PROBLEM DESCRIPTION — Lines to return, exactly: from the line with "The internal data" to the line with "data type is" in the entries below, both included.

TASK INPUTS —
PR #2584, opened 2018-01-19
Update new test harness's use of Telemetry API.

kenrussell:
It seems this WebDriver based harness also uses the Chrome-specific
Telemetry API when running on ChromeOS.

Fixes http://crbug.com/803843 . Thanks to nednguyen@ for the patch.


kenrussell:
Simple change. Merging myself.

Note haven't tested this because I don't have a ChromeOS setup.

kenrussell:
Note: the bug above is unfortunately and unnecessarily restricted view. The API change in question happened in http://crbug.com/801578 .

==

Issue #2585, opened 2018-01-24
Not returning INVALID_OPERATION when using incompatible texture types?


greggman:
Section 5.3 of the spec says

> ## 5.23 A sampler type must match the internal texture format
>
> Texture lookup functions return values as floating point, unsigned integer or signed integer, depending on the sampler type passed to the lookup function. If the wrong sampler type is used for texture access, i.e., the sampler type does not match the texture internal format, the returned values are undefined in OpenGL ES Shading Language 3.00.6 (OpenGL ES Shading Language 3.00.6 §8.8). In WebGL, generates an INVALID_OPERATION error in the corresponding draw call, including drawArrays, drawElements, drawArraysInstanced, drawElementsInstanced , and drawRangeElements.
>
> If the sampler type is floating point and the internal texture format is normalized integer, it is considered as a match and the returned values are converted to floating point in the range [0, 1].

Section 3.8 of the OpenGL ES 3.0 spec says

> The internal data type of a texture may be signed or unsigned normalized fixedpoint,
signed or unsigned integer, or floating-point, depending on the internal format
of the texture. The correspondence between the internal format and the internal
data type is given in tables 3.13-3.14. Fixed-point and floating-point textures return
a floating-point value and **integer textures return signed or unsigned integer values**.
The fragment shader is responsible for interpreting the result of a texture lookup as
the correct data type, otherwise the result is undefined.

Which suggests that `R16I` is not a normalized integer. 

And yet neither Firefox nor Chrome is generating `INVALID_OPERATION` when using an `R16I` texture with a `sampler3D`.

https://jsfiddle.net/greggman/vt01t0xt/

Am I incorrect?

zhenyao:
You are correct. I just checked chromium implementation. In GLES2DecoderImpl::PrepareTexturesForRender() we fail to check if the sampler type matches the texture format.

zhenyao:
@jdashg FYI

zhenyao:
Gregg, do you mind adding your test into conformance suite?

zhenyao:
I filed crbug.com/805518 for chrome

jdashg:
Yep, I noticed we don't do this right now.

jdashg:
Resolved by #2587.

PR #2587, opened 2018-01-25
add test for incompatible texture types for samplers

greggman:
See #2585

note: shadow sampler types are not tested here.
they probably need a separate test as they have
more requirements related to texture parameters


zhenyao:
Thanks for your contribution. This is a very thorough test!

==

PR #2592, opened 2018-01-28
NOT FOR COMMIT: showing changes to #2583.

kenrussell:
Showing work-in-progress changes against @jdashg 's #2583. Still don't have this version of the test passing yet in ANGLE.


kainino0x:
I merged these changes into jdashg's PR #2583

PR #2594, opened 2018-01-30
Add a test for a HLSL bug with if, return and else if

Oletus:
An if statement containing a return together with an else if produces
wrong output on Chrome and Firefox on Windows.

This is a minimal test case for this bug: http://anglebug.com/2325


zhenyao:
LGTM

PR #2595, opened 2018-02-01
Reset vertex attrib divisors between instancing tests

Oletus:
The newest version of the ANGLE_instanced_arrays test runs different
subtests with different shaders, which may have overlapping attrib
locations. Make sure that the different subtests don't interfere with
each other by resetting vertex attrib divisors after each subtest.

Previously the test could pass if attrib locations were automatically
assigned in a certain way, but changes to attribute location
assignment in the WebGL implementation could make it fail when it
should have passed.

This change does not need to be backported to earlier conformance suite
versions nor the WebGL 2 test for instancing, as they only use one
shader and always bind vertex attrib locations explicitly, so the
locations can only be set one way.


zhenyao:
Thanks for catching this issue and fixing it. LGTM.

ANSWER SPACE —
> The internal data type of a texture may be signed or unsigned normalized fixedpoint,
signed or unsigned integer, or floating-point, depending on the internal format
of the texture. The correspondence between the internal format and the internal
data type is given in tables 3.13-3.14. Fixed-point and floating-point textures return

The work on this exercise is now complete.